Click to learn more about author James Kobielus.
Productivity in Data Science isn’t a matter of output in any quantitative sense. It’s more an issue of the quality of what Data Scientists produce.
In a Data Science context, quality refers to the validity and relevance of the insights that statistical models are able to distill from the data. As I stated last year, the more data you have, the more stories that Data Scientists can tell with it, though many of those narratives may be entirely (albeit inadvertently) fictitious.
Given the paramount importance of actionable insights, the productivity of Data Science teams can’t be neatly reduced to throughput or any other quantitative metric. Data Scientists can easily pump up their aggregate output along myriad dimensions, such as more sources, more data, more pipeline processes, more variables, more iterations, and more visualizations. But that doesn’t necessarily get them any closer to delivering high-quality analytics for predictive, prescriptive, and other uses.
What happens to the quality of their output when you automate what Data Scientists do? Well, of course, the sheer quantity of Data Science artifacts being produced will grow by leaps and bounds. But it’s not clear how, overwhelmed by a glut of Machine Learning models and other auto-generated algorithmic artifacts, Data Scientists can automate the distinguishing of high-quality outputs from the inevitable useless junk.
Even when it involves unsupervised methods, Machine Learning is never entirely automated. Data Scientists must still prepare the data sets, specify the algorithms, execute them and interpret the results. The process of extracting insights and applying them within the context of particular data-driven applications is still inherently a creative, exploratory process that demands human judgment. Crowdsourcing the process of evaluating the results of unsupervised Machine Learning models, such as is often used in CAPTCHA tests, doesn’t change this fundamental imperative. Automating the execution of the algorithms themselves may be the least important aspect of the overall process.
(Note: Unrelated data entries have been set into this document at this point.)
PR #318, opened 2016-09-26
Updated deps

bonkey:
- Froze Quick to v0.9 - swift2 compatibility
- Switeched back to bonkey/swifter/stable as httpswift/swifter/stable is swift3 only now


bonkey:
👍

artdaw:
👍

Nevertheless, there’s no stopping Data Science automation. As Data Science Central’s William Vorhies noted here, commercial tools are enabling automation of many pipeline tasks relating to data engineering (e.g, cleansing, normalization, skewness removal, transformation) and modeling (champion model selection, feature selection, algorithm selection, fitness metric selection). According to Vorhies’ analysis, some of the key pipeline processes that will continue to require manual methods (to varying degrees) include data-engineering tasks such as cluster analysis and exception handling, as well as Data Modeling tasks such as feature engineering and missing-data imputation.
Despite what he says, automation is in fact coming to those judgment-intensive, machine-learning development processes too. As discussed in this recent MIT Technology Review article, researchers are developing Machine Learning systems that automate feature learning, modeling, and training. At the bleeding edge of Data Science R&D, this research focus is alternately called “automated Machine Learning” or “learning to learn. Leading commercial organizations (e.g., Google), nonprofit research institutes (e.g., OpenAI), and universities (e.g, MIT, University of California Berkeley) have their smartest computer scientists working on it.
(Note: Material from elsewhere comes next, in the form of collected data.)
Issue #255, opened 2016-09-14
Incorrect authorization token breaks flow


bonkey:
When authorization token is invalid and backend responds with 401 Unauthorised the flow in UI breaks.

Maybe 401 needs to be handled differently or backend should introduce 403 case?

To quickly reproduce: first login with mock service (it will create token with `TOKEN` value), then switch to real backend.

artdaw:
Things to do in this issue:

- [ ] Remove authorization token in GetArticle request cause it is not needed by API
- [ ] Fix "Checkout with Zalando button"

PR #319, opened 2016-09-26
Issue 255: bad authorisation token

artdaw:
#255: authorization token removed in GetArticle and Config request cause it is not needed by API

### DIFF
--- a/AtlasSDK/AtlasSDK/Endpoints/Endpoint.swift
+++ b/AtlasSDK/AtlasSDK/Endpoints/Endpoint.swift
@@ -14,6 +14,7 @@ protocol Endpoint: CustomStringConvertible {
     var queryItems: [NSURLQueryItem]? { get }
     var parameters: [String: AnyObject]? { get }
 
+    var isOAuth: Bool { get }
 }
 
 extension Endpoint {
@@ -26,6 +27,7 @@ extension Endpoint {
     var queryItems: [NSURLQueryItem]? { return nil }
     var parameters: [String: AnyObject]? { return nil }
 
+    var isOAuth: Bool { return true }
 }
 
 extension Endpoint {
--- a/AtlasSDK/AtlasSDK/Endpoints/Endpoint.swift
+++ b/AtlasSDK/AtlasSDK/Endpoints/Endpoint.swift
@@ -14,7 +14,7 @@ protocol Endpoint: CustomStringConvertible {
     var queryItems: [NSURLQueryItem]? { get }
     var parameters: [String: AnyObject]? { get }
 
-    var isOAuth: Bool { get }
+    var requiresAuthorization: Bool { get }
 }
 
 extension Endpoint {
@@ -27,7 +27,7 @@ extension Endpoint {
     var queryItems: [NSURLQueryItem]? { return nil }
     var parameters: [String: AnyObject]? { return nil }
 
-    var isOAuth: Bool { return true }
+    var requiresAuthorization: Bool { return true }
 }
 
 extension Endpoint {
--- a/AtlasSDK/AtlasSDK/Endpoints/GetConfigEndpoint.swift
+++ b/AtlasSDK/AtlasSDK/Endpoints/GetConfigEndpoint.swift
@@ -7,7 +7,5 @@ import Foundation
 struct GetConfigEndpoint: Endpoint {
 
     let URL: NSURL
-    var isOAuth: Bool {
-        return false
-    }
+    let requiresAuthorization = false
 }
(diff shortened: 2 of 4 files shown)


AtlasSDK/AtlasSDK/Endpoints/Endpoint.swift
```diff
@@ -14,6 +14,7 @@ protocol Endpoint: CustomStringConvertible {
     var queryItems: [NSURLQueryItem]? { get }
     var parameters: [String: AnyObject]? { get }
 
+    var isOAuth: Bool { get }
```
bonkey: I would call it more generic: `requiresAuthorization`

AtlasSDK/AtlasSDK/Endpoints/GetConfigEndpoint.swift
```diff
@@ -7,5 +7,7 @@ import Foundation
 struct GetConfigEndpoint: Endpoint {
 
     let URL: NSURL
-
+    var isOAuth: Bool {
```
bonkey: Just `let isOAuth = false`

AtlasSDK/AtlasSDK/RequestBuilder.swift
```diff
@@ -65,8 +65,8 @@ struct RequestBuilder {
     }
 
     private func buildRequest() throws -> NSMutableURLRequest {
-        let request = try NSMutableURLRequest(endpoint: endpoint)
-        return request.authorize(withToken: APIAccessToken.retrieve()).debugLog()
+        let request = try NSMutableURLRequest(endpoint: endpoint).debugLog()
```
bonkey: debugLog() is not needed here

AtlasSDK/AtlasSDK/RequestBuilder.swift
```diff
@@ -65,8 +65,8 @@ struct RequestBuilder {
...
+        return endpoint.isOAuth ? request.authorize(withToken: APIAccessToken.retrieve()).debugLog() : request.debugLog()
```
bonkey: I'd rather go with guard here:

```
let request = try NSMutableURLRequest(endpoint: endpoint)
guard endpoint.requiresAuthorization else {
  return request.debugLog()
}
return request.authorize(withToken: APIAccessToken.retrieve()).debugLog()
```

artdaw: Could you, please, explain why?

AtlasSDK/AtlasSDK/RequestBuilder.swift
artdaw: Fixed in merge

AtlasSDK/AtlasSDK/Endpoints/GetConfigEndpoint.swift
artdaw: Fixed

AtlasSDK/AtlasSDK/RequestBuilder.swift
bonkey: Because I'm old and blind. When I was young, I used to use sometimes 3 ternary operators in one line, to make it more terse, but now clarity is the most important and when I have one instruction in line and guard clearly tells it's "exceptional" situation and early exit I can understand what code does without even reading it.

bonkey: And other Swift devs are blind too, which is visible in [Swift guidelines](https://swift.org/documentation/api-design-guidelines/):
> Clarity is more important than brevity. Although Swift code can be compact, it is a non-goal to enable the smallest possible code with the fewest characters. Brevity in Swift code, where it occurs, is a side-effect of the strong type system and features that naturally reduce boilerplate.

haldun: Then, maybe `if` is better than `guard` here?

artdaw: Okaaay, fair enough. Changed it.

bonkey: Is it? I prefer to have a bouncer on top of the function to get rid of all corner cases.

haldun: It is already 2 lines of code in this function :)

bonkey: @haldun Ach, good old code-style-flame-war... But not today, I haven't even started things I wanted to do in the morning.

bonkey:
👍

artdaw:
👍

Breakthrough results in automated Machine Learning are being reported with greater frequency. Some researchers have found that they can automate creation of Machine Learning algorithms that handle particular tasks—such as object recognition—better than equivalent algorithms designed by human experts. Almost certainly, these research initiatives will leverage advances in “transfer learning” and “generative Machine Learning”, which will enable automatic repurposing of algorithmic artifacts from prior Machine Learning projects.
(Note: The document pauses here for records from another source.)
PR #322, opened 2016-09-26
Issue 304 - Generalizing errors

hani-ibrahim:
Working on #304


hani-ibrahim:
👍

AtlasUI/AtlasUI/AddressFormViewController.swift
```diff
@@ -154,32 +154,24 @@ extension AddressFormViewController {
...
-            if checkAddressResponse.status == .notCorrect {
-                let title = self.loc("Address.validation.notValid")
-                self.userMessage.show(title: title, message: nil, actions: ButtonAction(text: "OK"))
-            } else {
-                switch self.addressMode {
-                case .createAddress: self.createAddressRequest()
-                case .updateAddress(let address): self.updateAddressRequest(address)
-                }
-                self.dismissView()
+        guard let checkAddressResponse = result.handleError(checkoutProviderType: self) else { return }
```
bonkey: Everything great, but we need to get better naming for sure.

When I just looked at this I was so puzzled: why the handled error is assigned to checkAddressResponse? :)

bonkey: Anything in this direction? (from the worst to the best IMHO)

* (hopefully not) `result.getSuccess(...)`
* `result.extractSuccess(...)`
* `result.mapSuccess(...)`
* `result.takeSuccess(...)`
* `result.selectSuccess(...)`

Or maybe even just `result.success(...)`?

```
guard let checkAddress = result.success(checkoutProviderType: self) else { return }
```

AtlasUI/AtlasUI/de.lproj/Localizable.strings
```diff
@@ -75,3 +75,6 @@
 "Form.validation.pattern" = "Invalid value";
 "Form.validation.numbersOnly" = "Only numbers are allowed";
 "Address.validation.notValid" = "Address not valid, please check the address";
+
+"Error.general.title" = "Oops";
+"Error.general.message" = "Sorry, Something went wrong!";
```
bonkey: Don't! Shout! At! People! Please!

AtlasUI/AtlasUI/AddressFormViewController.swift
hani-ibrahim: I think we need to indicate that the error is handled somehow
`result.successOrHandleError(...)` ?

or
I can change
```swift
internal func success(checkoutProviderType checkoutProviderType: CheckoutProviderType, type: AtlasUIError = .GeneralError) -> T? {
```
to
```swift
internal func success(errorHandlingType errorHandling: AtlasUIError) -> T? {
```
and the `checkoutProviderType` will be inside the `AtlasUIError` as it's only needed for the error only and will be removed later after the refactor of the localization

bonkey: I thought about this "error handling indicator" yesterday and in every function name I found, it was misleading because you don't want to know anything what's happening with the error, actually. If you would, you should use former `switch result {}`

So, this default errorHandlingType is pretty good compromise, if it won't complicate things.

bonkey:
👍

hani-ibrahim:
👍

AtlasUI/AtlasUI/AddressListTableViewDelegate.swift
```diff
@@ -10,17 +10,19 @@ class AddressListTableViewDelegate: NSObject {
...
+    private let userMessage: UserMessage
     internal var createAddressHandler: CreateAddressHandler?
     internal var updateAddressHandler: UpdateAddressHandler?
     internal var deleteAddressHandler: DeleteAddressHandler?
 
     var addresses: [UserAddress] = []
     var selectedAddress: EquatableAddress?
-    init(checkout: AtlasCheckout, addressType: AddressType,
+    init(checkout: AtlasCheckout, addressType: AddressType, userMessage: UserMessage,
         addressSelectionCompletion: AddressSelectionCompletion) {
```
ahmed-shehata: why pass around UserMessage?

Should today’s professional Data Scientists worry about all this? Are they at risk of being automated out of their core jobs? What value can human Data Scientists add when the world is full of AI algorithms that endlessly and reliably spin out superior AI algorithms for every conceivable task?
Researchers consider automated Machine Learning a productivity tool to help human Data Scientists to deal with growing workloads. In fact, that’s how one researcher frames it in the cited MIT Technology Review article: “Easing the burden on the Data Scientist is a big payoff. It could make you more productive, make you better models, and make you free to explore higher-level ideas.”
That’s all well and good, but how will Data Scientists maintain quality standards in the face of advancing automation? To some degree, manual quality assurance will always remain essential a core task for which human experts will be responsible. Under most likely future scenarios, Data Scientists need to review the output of their automated tools in order to ensure the validity and actionability of the results. This is analogous to how high-throughput manufacturing facilities dedicate personnel to test samples of their production runs before they’re shipped to the customer.
If nothing else, established Data Scientists will need to perform manual reviews prior to putting those assets into production. I discussed this latter requirement in detail in this recent post. Fortunately, as Vorhies states in the above-cited post, this manual review–which he calls “expert override mode” – is built into the emerging generation of Self-service Data Science Modeling tools. These, he states, “allow a[n experienced] Data Scientist to see what assumptions had been made and to modify them.”
The practical limits of Data Science automation are qualitative. We dare not automate these processes any further than we can vouch for the quality of their output. Without that manual review step, the risks of entirely automating the Data Science pipeline may prove unacceptable to society at large.